Lembur adalah waktu kerja yang melebihi jam kerja normal yang telah ditetapkan. Di Indonesia, aturan mengenai lembur diatur dalam beberapa peraturan perundang-undangan, termasuk Undang-Undang Ketenagakerjaan Nomor 13 Tahun 2003 dan Peraturan Pemerintah Nomor 35 Tahun 2021. Lantas, apa saja aturan lembur yang perlu Anda ketahui? Mari simak penjelasan berikut ini.
1. Definisi Lembur
Lembur adalah waktu kerja yang melebihi 7 jam sehari untuk 6 hari kerja dalam seminggu atau 40 jam dalam seminggu, atau waktu kerja pada hari istirahat mingguan dan atau pada hari libur resmi yang ditetapkan pemerintah.
2. Syarat Pemberlakuan Lembur
Agar dapat memberlakukan lembur, perusahaan harus memenuhi syarat-syarat tertentu, seperti adanya kesepakatan antara pekerja dan pengusaha, waktu lembur tidak boleh melebihi batas yang ditentukan, dan pekerja harus diberi kesempatan untuk istirahat dan makan selama lembur.

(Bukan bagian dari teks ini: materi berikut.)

PR #63, opened 2023-05-16
Proper analytics and error reporting IDE-77

akosyakov:
## Description

Screenshot 2023-05-16 at 17 39 32

## Related Issue(s)

Fixes #

### DIFF
--- a/src/local-ssh/ipc/extensionServiceServer.ts
+++ b/src/local-ssh/ipc/extensionServiceServer.ts
@@ -3,7 +3,7 @@
  *  Licensed under the MIT License. See License.txt in the project root for license information.
  *--------------------------------------------------------------------------------------------*/
 
-import { ExtensionServiceDefinition, ExtensionServiceImplementation, GetWorkspaceAuthInfoRequest, GetWorkspaceAuthInfoResponse, SendErrorReportRequest, SendLocalSSHUserFlowStatusRequest, SendLocalSSHUserFlowStatusRequest_Code, SendLocalSSHUserFlowStatusRequest_ConnType, SendLocalSSHUserFlowStatusRequest_Status } from '../../proto/typescript/ipc/v1/ipc';
+import { ExtensionServiceDefinition, ExtensionServiceImplementation, GetWorkspaceAuthInfoRequest, GetWorkspaceAuthInfoResponse, SendErrorReportRequest, SendLocalSSHUserFlowStatusRequest } from '../../proto/typescript/ipc/v1/ipc';
 import { Disposable } from '../../common/dispose';
 export { ExtensionServiceDefinition } from '../../proto/typescript/ipc/v1/ipc';
 import { withServerApi } from '../../internalApi';
@@ -49,28 +49,28 @@ class ExtensionServiceImpl implements ExtensionServiceImplementation {
 
     }
 
-	private async getWorkspaceSSHKey(ownerToken:string,workspaceId: string, workspaceHost: string) {
-		const workspaceUrl = `https://${workspaceId}.${workspaceHost}`;
-		const metadata = new BrowserHeaders();
-		metadata.append('x-gitpod-owner-token', ownerToken);
-		const client = new ControlServiceClient(`${workspaceUrl}/_supervisor/v1`, { transport: NodeHttpTransport() });
+    private async getWorkspaceSSHKey(ownerToken: string, workspaceId: string, workspaceHost: string) {
+        const workspaceUrl = `https://${workspaceId}.${workspaceHost}`;
+        const metadata = new BrowserHeaders();
+        metadata.append('x-gitpod-owner-token', ownerToken);
+        const client = new ControlServiceClient(`${workspaceUrl}/_supervisor/v1`, { transport: NodeHttpTransport() });
 
-		const privateKey = await new Promise<string>((resolve, reject) => {
-			client.createSSHKeyPair(new CreateSSHKeyPairRequest(), metadata, (err, resp) => {
-				if (err) {
-					return reject(err);
-				}
-				resolve(resp!.toObject().privateKey);
-			});
-		});
+        const privateKey = await new Promise<string>((resolve, reject) => {
+            client.createSSHKeyPair(new CreateSSHKeyPairRequest(), metadata, (err, resp) => {
+                if (err) {
+                    return reject(err);
+                }
+                resolve(resp!.toObject().privateKey);
+            });
+        });
 
-		const parsedResult = ssh2.utils.parseKey(privateKey);
-		if (parsedResult instanceof Error || !parsedResult) {
-			throw new Error('Error while parsing workspace SSH private key');
-		}
+        const parsedResult = ssh2.utils.parseKey(privateKey);
+        if (parsedResult instanceof Error || !parsedResult) {
+            throw new Error('Error while parsing workspace SSH private key');
+        }
 
-		return (parsedResult as ParsedKey).getPrivatePEM();
-	}
+        return (parsedResult as ParsedKey).getPrivatePEM();
+    }
 
     async getWorkspaceAuthInfo(request: GetWorkspaceAuthInfoRequest, _context: CallContext): Promise<GetWorkspaceAuthInfoResponse> {
         try {
@@ -102,7 +102,7 @@ class ExtensionServiceImpl implements ExtensionServiceImplementation {
             const workspaceHost = url.host.substring(url.host.indexOf('.') + 1);
             const instanceId = (usePublicApi ? (workspace as Workspace).status?.instance?.instanceId : (workspace as WorkspaceInfo).latestInstance?.id) as string;
 
-            const sshkey = await this.getWorkspaceSSHKey(ownerToken,workspaceId,workspaceHost);
+            const sshkey = await this.getWorkspaceSSHKey(ownerToken, workspaceId, workspaceHost);
 
             return {
                 gitpodHost,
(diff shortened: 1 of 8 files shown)


src/local-ssh/proxy.ts
```diff
@@ -134,11 +134,15 @@ class WebSocketSSHProxy {
...
         let pipePromise: Promise<void> | undefined;
         session.onAuthenticating((e) => {
+            // TODO vscode_desktop_local_ssh connecting as status
             e.authenticationPromise = this.authenticateClient(e.username ?? '')
                 .then(pipeSession => {
+                    // TODO vscode_desktop_local_ssh connected as status
                     pipePromise = session.pipe(pipeSession);
                     return {};
                 }).catch(async error => {
+                    // TODO vscode_desktop_local_ssh failed as status with coarse grained code
```
akosyakov, line 144: there is also try ... catch before, so maybe more places has to be covered

src/local-ssh/proxy.ts
```diff
@@ -133,14 +129,37 @@ class WebSocketSSHProxy {
...
+                                this.logService.error(e, 'failed to send failed flow status');
+                            });
+                        })(),
+                        this.sendErrorReport(flow, err, 'failed to authenticate proxy with username: ' + e.username)
+                    ]);
+                    this.logService.error(err, 'failed to authenticate client with username: ' + e.username);
+                    await session.close(SshDisconnectReason.byApplication, err.toString(), err instanceof Error ? err : undefined);
                     return null;
                 });
         });
```
akosyakov, line 165: @mustard-mh what is about code below? what is try - catch there?

mustard-mh: > what is try - catch there?

What do you mean? the try catch with `this.authenticateClient`? it's piping the results, return `{}` means accept, `null` means reject if you check document of `e.authenticationPromise`

mustard-mh: > what is about code below?

I have no idea what it (catch) will be after this [hack code](https://github.com/gitpod-io/gitpod-vscode-desktop/blob/2271e81660378696bbd66605390b7a84943f0f03/src/local-ssh/proxy.ts#L114-L122) need to test it

akosyakov: I mean do we need to cover https://github.com/gitpod-io/gitpod-vscode-desktop/blob/2271e81660378696bbd66605390b7a84943f0f03/src/local-ssh/proxy.ts#L166-L176 or it is not related to initial connection?

we for sure should collect or exceptions in GCP since we don't have logging

mustard-mh: I have no idea how to trigger it, `gp stop` will not make produce `this.logService.error(e, 'failed to connect to client'); ` logs.

> or it is not related to initial connection?
It's after connection, to pipe stream

> we for sure should collect or exceptions in GCP since we don't have logging
Yes we can report error here

mustard-mh: > We will remove logging and put proper error reporting instead in another PR or this one?

We're not logging anything, it's a `NopeLogger`, when we want to debug (get logs), we will use `DebugLogger` but it will not in production

mustard-mh: Addressed, feel free to resolve conversation or have further common 🙏

akosyakov: ok, then let's go and check that all error logs places or catches report to GCP in this PR 🙏  (in local proxy)

mustard-mh: > ok, then let's go and check that all error logs places or catches report to GCP in this PR 🙏 (in local proxy)

They are 👍

mustard-mh:
@jeanp413 Could you review this PR and 💄  ?

src/remoteConnector.ts
```diff
@@ -684,6 +684,8 @@ export class RemoteConnector extends Disposable {
 				location: vscode.ProgressLocation.Notification
 			},
 			async () => {
+				// TODO(telemetry): it should be after connecting analytics event
```
akosyakov, line 687: @mustard-mh it is not done yet

src/services/localSSHService.ts
```diff
@@ -60,6 +65,10 @@ export class LocalSSHService extends Disposable implements ILocalSSHService {
             this.isSupportLocalSSH = true;
         } catch (e) {
             this.logService.error(e, 'failed to copy local ssh client.js');
+            if (e.message) {
+                e.message = `Failed to copy local ssh client.js: ${e.message}`;
```
akosyakov, line 69: should not we always set it to make easy to identify in error reporting?

src/remote.ts
```diff
@@ -34,13 +34,28 @@ export class NoSSHGatewayError extends Error {
...
         const [, sshDestStr] = remoteUri.authority.split('+');
+        const sshDestInfo = JSON.parse(Buffer.from(sshDestStr, 'hex').toString()) as { hostName: string; user?: string };
         const connectionInfo = context.globalState.get<SSHConnectionParams>(`${SSH_DEST_KEY}${sshDestStr}`);
         if (connectionInfo) {
-            return { remoteAuthority: remoteUri.authority, connectionInfo };
+            let connType: SSHConnType = 'local-app';
+            const domain = getLocalSSHDomain(connectionInfo.gitpodHost);
+            if (sshDestInfo.hostName.endsWith('.' + domain)) {
+                connType = 'local-ssh';
+            } else if (!sshDestInfo.hostName.includes('.')) {
```
jeanp413, line 55: shouldn't we check for `.ssh.` instead? '.' feels trivial

src/remote.ts
```diff
@@ -34,13 +34,28 @@ export class NoSSHGatewayError extends Error {
...
+    connType: SSHConnType;
+}
+
+export function getGitpodRemoteWindowConnectionInfo(context: vscode.ExtensionContext): RemoteConnectionInfo | undefined {
     const remoteUri = vscode.workspace.workspaceFile || vscode.workspace.workspaceFolders?.[0].uri;
     if (vscode.env.remoteName === 'ssh-remote' && context.extension.extensionKind === vscode.ExtensionKind.UI && remoteUri) {
         const [, sshDestStr] = remoteUri.authority.split('+');
+        const sshDestInfo = JSON.parse(Buffer.from(sshDestStr, 'hex').toString()) as { hostName: string; user?: string };
         const connectionInfo = context.globalState.get<SSHConnectionParams>(`${SSH_DEST_KEY}${sshDestStr}`);
         if (connectionInfo) {
```
jeanp413, line 50: doesn't `connectionInfo` already have host?

src/local-ssh/proxy.ts
```diff
@@ -133,14 +129,38 @@ class WebSocketSSHProxy {
...
                     return {};
-                }).catch(async error => {
-                    this.logService.error(error, 'failed to authenticate client with username: ' + e.username);
-                    await session.close(SshDisconnectReason.byApplication, error.toString(), error instanceof Error ? error : undefined);
+                }).catch(async err => {
+                    await Promise.allSettled([
+                        (async () => {
+                            if (err instanceof FailedToProxyError) {
+                                flow.flowFailureCode = err.failureCode;
+                            }
```
jeanp413, line 155: move outside to avoid (()=>{})()

src/remoteConnector.ts
mustard-mh: I'm not clear about it. Right now we fallback to use local-app if `copy file` or `write ssh config` failed, but if we move it  inside, then we will not have fallback just failed? @akosyakov

src/services/localSSHService.ts
mustard-mh: The error been caught will be something like: failed to copy-file / chmod / config ssh, to make it more clear, I add this prefix.

src/remote.ts
mustard-mh: if with local-app, we don't have any '.' but with `.ssh`, it may have a Dedicated host with `ssh`? @jeanp413 @akosyakov

src/remote.ts
mustard-mh: > doesn't connectionInfo already have host?

It doesn't https://github.com/gitpod-io/gitpod-vscode-desktop/blob/064833275fc9e65187a12a8a5cefb442ddc3befd/src/remote.ts#L10-L16

src/remoteConnector.ts
akosyakov: I don't want to change the logic only make sure that connecting is reported before and followed either by failed or success.

akosyakov: We can also another event specific to local ssh configuration flow. `vscode_desktop_local_ssh_config` which is fired once either with success or failure, and then we can have failure/total ratio.

src/remote.ts
jeanp413: local-app has port right? you can get it from `sshDestInfo` then

jeanp413: no idea :thinking: leave it up to you then, but let's rename `local-ssh` to something else is no longer local-ssh maybe `ssh-tunnel` or `ssh-proxy`

src/local-ssh/ipc/extensionServiceServer.ts
```diff
@@ -121,22 +121,19 @@ class ExtensionServiceImpl implements ExtensionServiceImplementation {
...
     // TODO remove from protocol, don't pass sensitive info back and forth, only once for auth, daemon should do telemetry directly
     async sendLocalSSHUserFlowStatus(request: SendLocalSSHUserFlowStatusRequest, _context: CallContext): Promise<{}> {
+        if (!request.flowStatus || request.flowStatus === '') {
+            return {};
+        }
         const flow: UserFlowTelemetry = {
-            flow: 'ssh',
-            kind: 'local-ssh',
-            connType: request.connType === SendLocalSSHUserFlowStatusRequest_ConnType.CONN_TYPE_SSH ? 'ssh' : 'tunnel',
+            flow: 'local_ssh',
```
jeanp413, line 128: same let's rename to `ssh_tunnel` or `ssh_proxy`

src/remoteConnector.ts
mustard-mh: > I don't want to change the logic only make sure that connecting is reported before and followed either by failed or success.

We can't do it, since this logic is way we can identify what we are going to connect with: `local-app` or `local-ssh`, otherwise, we will have two connecting event once fallback

> We can also another event specific to local ssh configuration flow. vscode_desktop_local_ssh_config which is fired once either with success or failure, and then we can have failure/total ratio.

Another event sounds good

src/remote.ts
mustard-mh: Resolved by identify it in `RemoteConnector`

mustard-mh:
Fixed some bugs, and tested with telemetry local loggings. It's good to merge.

But if you want to rename local-ssh, feel free to do it (I prefer to have `local-ssh` actually).

cc @akosyakov @jeanp413

src/local-ssh/ipc/extensionServiceServer.ts
akosyakov: I don't know why we decided to rename 🤷‍♂️  local ssh seems to be more descriptive than other two, we have other ssh proxies like SSH gateway.

akosyakov:
@mustard-mh it seems all TODOs were addressed. I did not test, but I rely on it for you. I cannot approve my own PR, so feel free to continue.

Renaming can be done later.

3. Perhitungan Upah Lembur
Upah lembur dihitung berdasarkan upah pokok ditambah dengan presentase tertentu. Besaran presentase ini berbeda-beda tergantung pada jenis hari kerja (hari biasa, hari libur, atau hari besar).
4. Batas Waktu Lembur
Ada batasan waktu yang berlaku untuk pelaksanaan lembur dalam satu hari dan satu minggu. Hal ini bertujuan untuk mencegah pekerja terlalu banyak melakukan lembur dan membahayakan kesehatan mereka.
5. Hak Pekerja
Pekerja yang melakukan lembur memiliki hak untuk mendapatkan upah lembur, istirahat, dan makanan selama lembur. Selain itu, pekerja juga berhak untuk menolak melakukan lembur jika tidak ada kesepakatan.
6. Kewajiban Pengusaha
Pengusaha berkewajiban untuk membayar upah lembur sesuai dengan ketentuan yang berlaku, mencatat waktu lembur secara akurat, dan memberikan kesempatan istirahat dan makan selama lembur.
7. Sanksi
Jika perusahaan melanggar aturan lembur, maka perusahaan dapat dikenakan sanksi administratif atau pidana. Aturan lembur di Indonesia dibuat untuk melindungi hak-hak pekerja dan memastikan bahwa pelaksanaan lembur dilakukan secara adil dan sesuai dengan ketentuan yang berlaku. Oleh karena itu, baik pekerja maupun pengusaha perlu memahami aturan lembur ini agar tidak terjadi permasalahan di kemudian hari. Aturan lembur dapat berubah sewaktu-waktu sesuai dengan perkembangan peraturan perundang-undangan. Oleh karena itu, disarankan untuk selalu mengacu pada peraturan perundang-undangan yang berlaku saat ini.